Under the ruling, issued on Monday in Jakarta and taking effect immediately, privately owned companies are only allowed to establish a maximum of 150 franchise outlets, giving them little choice but to issue franchises to other entrepreneurs if they wish to grow beyond the threshold.

The regulation, however, provides several exceptions. “Companies that have yet to generate any profit after opening up 150 outlets ... are allowed to open more branches,” one provision said.

Furthermore, private companies can also open more than 150 outlets should the franchise holders try but fail to find local partners, the regulation said.

The regulation also states that locally-made products should account for at least 80 percent of types and volumes of goods being sold at franchise outlets.

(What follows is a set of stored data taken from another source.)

Issue #579, opened 2024-01-10
Schema files should be able to refer to types in the empty namespace


john-h-kastner-aws:
### Category

Cedar validation features/changes

### Describe the feature you'd like to request

In the following schema, there is an `id` common type without a namespace. We should be able to refer to it inside of a namespace, but the schema currently doesn't parse because we implicitly qualify `id` with the current namespace, and then look for `Demo::id`. When this type isn't found, schema parsing fails.

```json
{
  "Demo": {
    "entityTypes": {
      "User": {
        "memberOfTypes": [],
        "shape": {
          "type": "Record",
          "attributes": {
            "id": { "type": "id" },
          }
        }
      }
    },
    "actions": {}
  },
  "": {
    "commonTypes": {
      "id": {
        "type": "String"
      },
    }
    "entityTypes": {},
    "actions": {}
  }
}
```

We should fix this in two ways:

* When `id` doesn't exist in the current namespace, we should fall back to looking for it in the empty/global namespace. This schema would then parse as expected.
* It should be possible to explicitly refer to types in the empty namespace. A possible syntax for this might be `{"type": "::id"}` (we should think about other possible syntax for this, and we also need a syntax for the human-readable schema format). This would allow referring to this definition of `id` even when another one is defined in this namespace.

The example in this issue uses `commonTypes`, but we should ensure that the behavior is consistent between `commonTypes`, `entityTypes` and `actions` which can all be qualified with a namespace.

john-h-kastner-aws:
We've seen a couple different people encounter this issue now. Should make it a priority to get this fixed.

shaobo-he-aws:
> We've seen a couple different people encounter this issue now. Should make it a priority to get this fixed.

We need to pin down some syntax for qualified names that refer to the empty namespace. Maybe an amendment to RFC 24?

cdisselkoen:
The only syntax proposal I see in this thread is `::id` (for both the JSON and human formats). Is this:
* Basically settled, go with it
* Not settled but let's discuss here on this issue and make a decision quickly
* Not settled and we should have an RFC for discussion

shaobo-he-aws:
> * Not settled and we should have an RFC for discussion

I prefer this path because I propose we leverage the soon-to-be-reserved `__cedar` namespaces. For instance, we could use something like `__cedar::schema::top_level::id`. My objection to `::id` is that it's not a valid `Name`.

cdisselkoen:
[...]

PR #1016, opened 2024-06-21
introduce `RawName` wrapper type

cdisselkoen:
## Description of changes

Introduces the `RawName` wrapper type, to make explicit in the type system the difference between may-not-yet-be-fully-qualified `Name` (we now call this `RawName`) and guaranteed-to-be-fully-qualified `Name` (which is just `Name`).

This PR also starts to separate out the operations of (1) adding explicit namespaces to type references, and (2) inlining common type definitions. These two operations are currently conflated / performed simultaneously, and this PR begins to separate them for clarity.

Also cleans up a few comments, including a couple places where comments weren't updated to reflect #983. 

This is a non-functional-change refactor in preparation for #579. But I thought this change was worth separating into its own PR, to review it separately and keep diff sizes down.

## Issue #, if available

Towards #579 (but this is a non-functional-change refactor that does not resolve the issue yet)

### DIFF
--- a/cedar-policy-validator/src/schema/raw_name.rs
+++ b/cedar-policy-validator/src/schema/raw_name.rs
@@ -1,0 +1,93 @@
+/*
+ * Copyright Cedar Contributors
+ *
+ * Licensed under the Apache License, Version 2.0 (the "License");
+ * you may not use this file except in compliance with the License.
+ * You may obtain a copy of the License at
+ *
+ *      https://www.apache.org/licenses/LICENSE-2.0
+ *
+ * Unless required by applicable law or agreed to in writing, software
+ * distributed under the License is distributed on an "AS IS" BASIS,
+ * WITHOUT WARRANTIES OR CONDITIONS OF ANY KIND, either express or implied.
+ * See the License for the specific language governing permissions and
+ * limitations under the License.
+ */
+
+use cedar_policy_core::ast::{Id, Name};
+use cedar_policy_core::parser::Loc;
+use serde::{Deserialize, Serialize};
+
+/// A newtype which indicates that the contained `Name` may not yet be
+/// fully-qualified.
+///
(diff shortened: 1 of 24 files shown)


aaronjeline (approved):
I like this change, good sanity check

cedar-policy-validator/src/schema/raw_name.rs
```diff
@@ -0,0 +1,93 @@
...
+        self.0.is_unqualified()
+    }
+
+    /// Convert this `RawName` to a `Name` by adding the given `ns` as its
+    /// prefix, or by no-op if `ns` is `None`.
+    ///
+    /// Note that if the `RawName` already had a non-empty explicit namespace,
+    /// no additional prefixing will be done, even if `ns` is `Some`.
+    pub fn qualify_with(self, ns: Option<&Name>) -> Name {
+        self.0.prefix_namespace_if_unqualified(ns)
```
john-h-kastner-aws, line 78: Do we still want this function on `Name`? Feels like it should only exist for `RawName` if possible. Or, if we need both, they should probably use the same name.

john-h-kastner-aws (approved):
Seems legit.

cedar-policy-validator/src/schema/raw_name.rs
cdisselkoen: `Name` is a Core type, and I think DRT relies on that function being available on Core `Name`. We could switch DRT over to this `RawName` type as well at some point, at which time we should probably move `RawName` into Core.  That seems out of scope for this PR in my opinion, which is already a large enough diff.

Which name do you prefer?

john-h-kastner-aws: either is fine

cdisselkoen: Renamed the Core function to `qualify_with` in the latest rev

john-h-kastner-aws (approved):

PR #1019, opened 2024-06-21
update cedar lang versions

khieta:
## Description of changes

It appears that we've forgotten to do this for the last few releases 🙂 Please check that you agree with the versions I've assigned. Most of our recent releases did not change the language version, but I think that the implementation of [RFC57](https://github.com/cedar-policy/rfcs/pull/57) did.

After this PR is merged, I'll take care of the corresponding updates to `cedar-docs`.

### DIFF
--- a/cedar-policy/CHANGELOG.md
+++ b/cedar-policy/CHANGELOG.md
@@ -5,7 +5,10 @@ All notable changes to this project will be documented in this file.
 The format is based on [Keep a Changelog](https://keepachangelog.com/en/1.0.0/),
 and this project adheres to [Semantic Versioning](https://semver.org/spec/v2.0.0.html).
 
+The "Cedar Language Version" refers to the language version as documented in the [Cedar Policy Language Guide](https://docs.cedarpolicy.com/other/doc-history.html). The language version may differ from the Rust crate version because a breaking change for the Cedar Rust API may or may not be a breaking change for the Cedar language.
+
 ## [Unreleased]
+Cedar Language Version: 4.0
 
 ### Added
 - JSON representation for Policy Sets, along with methods like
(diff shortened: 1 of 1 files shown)


shaobo-he-aws (approved):

cedar-policy/CHANGELOG.md
```diff
@@ -148,6 +155,7 @@ and this project adheres to [Semantic Versioning](https://semver.org/spec/v2.0.0
   format. (#734, resolving #681)
 
 ## [3.1.2] - 2024-03-29
+Cedar Language Version: 3.2.0
```
mwhicks1, line 159: It seems strange that the Rust create is a patch version update but the language is a minor version. Why is that?

cedar-policy/CHANGELOG.md
```diff
@@ -73,6 +77,7 @@ and this project adheres to [Semantic Versioning](https://semver.org/spec/v2.0.0
 - Fixed Wasm build script to be multi-target in JS ecosystem (#933)
 
 ## [3.2.0] - 2024-05-17
+Cedar Language Version: 3.2.0
```
cdisselkoen, line 80: I think #766 might qualify as a language minor, making this 3.3.0?

cdisselkoen (approved):

cedar-policy/CHANGELOG.md
khieta: I don't recall the exact reasoning, but I think RFC#57 (which allows multiplication of arbitrary expressions) was needed to fix some weird parsing behavior, so we decided it was a "bug fix". From a language standpoint, it seems more like a "minor change" to me since it expands the class of parseable Cedar programs.

Definitely a grey area though... open to counter arguments.

cedar-policy/CHANGELOG.md
khieta: Ah, I agree.

cdisselkoen (approved):

john-h-kastner-aws (approved):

Companies will be given five years to comply with the new regulation, with companies that fail to comply facing the potential loss of their business license.

The new regulation is likely to hurt many retailers. One possible loser is Sumber Alfaria Trijaya, which operates thousands of Alfamart minimarket outlets. Of 6,000 Alfamart outlets across the country, only 2,000 are owned by non-affiliated investors under a franchise agreement.

Hendrik Adrianto, head of external communications at Carrefour Indonesia, said the supermarket chain expects to have little trouble complying with the local production regulation. “Locally-made products already account for 90 percent of our inventories,” Hendrik said.

He said there are only 84 Carrefour outlets across the country, meaning the new regulation left it room to grow.

According to the Indonesian Franchise Association, there are at least 80,000 franchise outlets, including restaurants and retailers, across Indonesia.

Last month, the Indonesia Franchising and Licensing Society (WALI) warned of the dangers of the mooted regulation. Amir Karamoy, chairman of the group’s advisory board, said potential franchisors had become more cautious about setting up operations in Indonesia due to the policy.

The local product requirement comes just two weeks after President Susilo Bambang Yudhoyono told a conference in Jakarta: “If we want to achieve robust global trade ... we must tackle [non-tariff trade barriers].”